Base salary represents the fixed portion of the compensation of our Named Executive Officers. We use base salaries to attract and retain highly qualified individuals to help us manage our business and achieve our annual and long-term performance objectives. Generally, we establish the initial base salaries of our Named Executive Officers through arm’s-length negotiation at the time we hire or promote an individual, considering his or her position, qualifications, experience and the base salaries of our other executive officers. Thereafter, the human capital committee reviews the base salaries of our executive officers from time to time and makes adjustments as it deems necessary or appropriate.

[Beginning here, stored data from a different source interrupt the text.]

Issue #108, opened 2020-03-01
Could we index in the cloud?


davidanthoff:
Here is another idea for our indexing woes: could we create the cache files in the cloud for every known tagged package version in the registry, and then the extension would just download these precomputed files? Maybe this could even be integrated with the new package server stuff that is coming in some way.

This would require that the file format doesn’t use serialization so that it becomes Julia version independent. But that would in general be useful if we were to pursue the compiled LS idea.

Also, there seem two use cases:
- user opens a file that is part of a package (say via goto definition) and we want to provide some level of code navigation, hover etc in that file. I think we should try to use LSIF for this scenario in some way.
- user has a `using Foo` Statement in a file, and we need symbols, docs etc from Foo to provide features in the currently open file. I don’t think LSIF helps in that scenario, so we would probably need our own symbol file format for that.

In my ideal world these files maybe would even be just downloaded with the package itself via the package manager, so that the our extension can just rely on them being there. But that is probably something for a future iteration.

non-Jedi:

In 2020, Named Executive Officer base salary increases were based on individual performance and responsibilities. Overall, these salary amounts align with the tenure and performance of the executives and are validated through the market competitiveness study. Effective April 1, 2020, Mr. Evans’s annual base salary was increased from $324,925 to $334,672. There were no changes to the base salary of our other Named Executive Officers in 2020. Effective January 1, 2021, Mr. Flanagan's base salary was increased from $895,000 to $1,000,000 and Mr. Long’s base salary was increased from $460,000 to $500,000. Effective April 1, 2021, Ms. Wilson's base salary was increased from $465,000 to $500,000.

The table below shows the annual salaries for our Named Executive Officers.

Named Executive Officer
2019 Base Salary
Increase Percentage
2020 Base Salary
Mr. Flanagan
$895,000
0.0%
$895,000
Ms. Wilson
N/A
N/A
$465,000
Mr. Evans
$324,925
3.0%
$334,672
Mr. Long
$460,000
0.0%
$460,000

Annual Cash Incentives

Each year, the human capital committee approves an annual cash incentive bonus plan for our Named Executive Officers. We use annual cash incentive bonuses to compensate our Named Executive Officers for achieving corporate performance objectives, as well as for their individual performance.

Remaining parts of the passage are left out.